El Departamento de Justicia afirma que Tunick utilizó GrapheneOS para destruir datos deliberadamente.
Los abogados sostienen que la detención fue ilegal y que se… pic.twitter.com/dpE1VFc4JF
— Diario฿itcoin (@DiarioBitcoin) July 27, 2026
El Departamento de Justicia de Estados Unidos está procesando al ciudadano estadounidense Sam Tunick por supuestamente proporcionar a agentes fronterizos un código que borró el contenido de su teléfono. El hecho ocurrió durante una inspección en el aeropuerto Hartsfield-Jackson de Atlanta, el 24 de enero de 2025.
El caso gira alrededor de una función de GrapheneOS, un sistema operativo basado en Android que algunos usuarios instalan en teléfonos Google Pixel para reforzar su privacidad. La herramienta permite configurar una contraseña alternativa que elimina deliberadamente los datos del dispositivo cuando alguien la introduce en lugar del código real.

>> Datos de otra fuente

PR #12500, opened 2025-12-30
[Stripe Personalization] Fix Stripe overwriting backfilled personalization IDs

Mohamad-Mortada:
## Summary of the problem
Old cards before personalization was a thing are getting their backfilled stripe personalization ID overwritten because anytime we sync from stripe (e.g freeze) it changes it to stripe's value (which is nil cuz it wasnt a thing then) 

## Describe your changes
If its before the specific date that we found and its nil we should set it to our default design which has an ID of 311

### DIFF
--- a/app/models/stripe_card.rb
+++ b/app/models/stripe_card.rb
@@ -303,7 +303,14 @@ class StripeCard < ApplicationRecord
     self.last4 = stripe_obj[:last4]
     self.stripe_status = stripe_obj[:status]
     self.card_type = stripe_obj[:type]
-    self.stripe_card_personalization_design_id = StripeCard::PersonalizationDesign.find_by(stripe_id: stripe_obj[:personalization_design])&.id
+    # On ~2024-03-26, Stripe introduced personalization designs for physical cards
+    # This resulted in older cards not having a personalization design ID.
+    # This fix checks if its an old card without a personalization design ID and sets it to the default black design ID (311).
+    if self.created_at < Time.utc(2024, 3, 26) && stripe_obj[:personalization_design].nil?
+      self.stripe_card_personalization_design_id = StripeCard::PersonalizationDesign.find_by(stripe_id: 311)&.id
+    else
+      self.stripe_card_personalization_design_id = StripeCard::PersonalizationDesign.find_by(stripe_id: stripe_obj[:personalization_design])&.id
+    end
 
     if stripe_obj[:status] == "active"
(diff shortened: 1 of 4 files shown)


app/models/stripe_card.rb
```diff
@@ -303,7 +303,14 @@ def sync_from_stripe!
     self.last4 = stripe_obj[:last4]
     self.stripe_status = stripe_obj[:status]
     self.card_type = stripe_obj[:type]
-    self.stripe_card_personalization_design_id = StripeCard::PersonalizationDesign.find_by(stripe_id: stripe_obj[:personalization_design])&.id
+    # On ~2024-03-26, Stripe introduced personalization designs for physical cards
+    # This resulted in older cards not having a personalization design ID.
+    # This fix checks if its an old card without a personalization design ID and sets it to the default black design ID (311).
+    if self.created_at < Time.utc(2024, 3, 26) && stripe_obj[:personalization_design].nil?
```
garyhtou: The first Stripe Card we found with a null personalization design (according to Stripe) was created at `2024-03-26 05:02:30.268839000 UTC +00:00`, which means this date likely needs to be `< 2024-3-27`

app/models/stripe_card.rb
```diff
@@ -303,7 +303,14 @@ def sync_from_stripe!
...
+      self.stripe_card_personalization_design_id = StripeCard::PersonalizationDesign.find_by(stripe_id: 311)&.id
```
garyhtou: Can we please store 311 as a constant?

garyhtou (changes requested):

Luke-Oldenburg (commented):
I don't think we should be updating the syncing code. The stripe card object should be identical to the data stored on Stripe including nil values. Allowing those to diverge feels inappropriate imo. I think it would be better to update the rendering code to handle nil design values.

sampoder:
Omg. So this is why this was happening.

sampoder:
> I don't think we should be updating the syncing code. The stripe card object should be identical to the data stored on Stripe including nil values. Allowing those to diverge feels inappropriate imo. I think it would be better to update the rendering code to handle nil design values.

I think this is fine because this field's content never matches Stripe because its our internal ID not Stripe's ID

sampoder (approved):

garyhtou:
Bug: This attempts to set personalization design for virtual cards too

El registro en el aeropuerto de Atlanta
De acuerdo con la acusación y los documentos judiciales citados por The Verge, agentes federales detuvieron a Tunick cuando regresaba a Estados Unidos desde el extranjero. Las autoridades lo trasladaron a una zona de inspección secundaria dentro del aeropuerto.
Los agentes supuestamente lo interrogaron sobre imágenes de explotación infantil y le exigieron acceso a su teléfono. Los abogados del acusado sostienen que ese motivo fue un pretexto para investigar sus conexiones con el movimiento Stop Cop City en Atlanta.
Stop Cop City es una campaña de oposición al desarrollo de un amplio campus de entrenamiento para las fuerzas de seguridad en Atlanta. En otra referencia de los documentos, los abogados vincularon la investigación con un movimiento ambiental denominado Defender el Bosque de Atlanta.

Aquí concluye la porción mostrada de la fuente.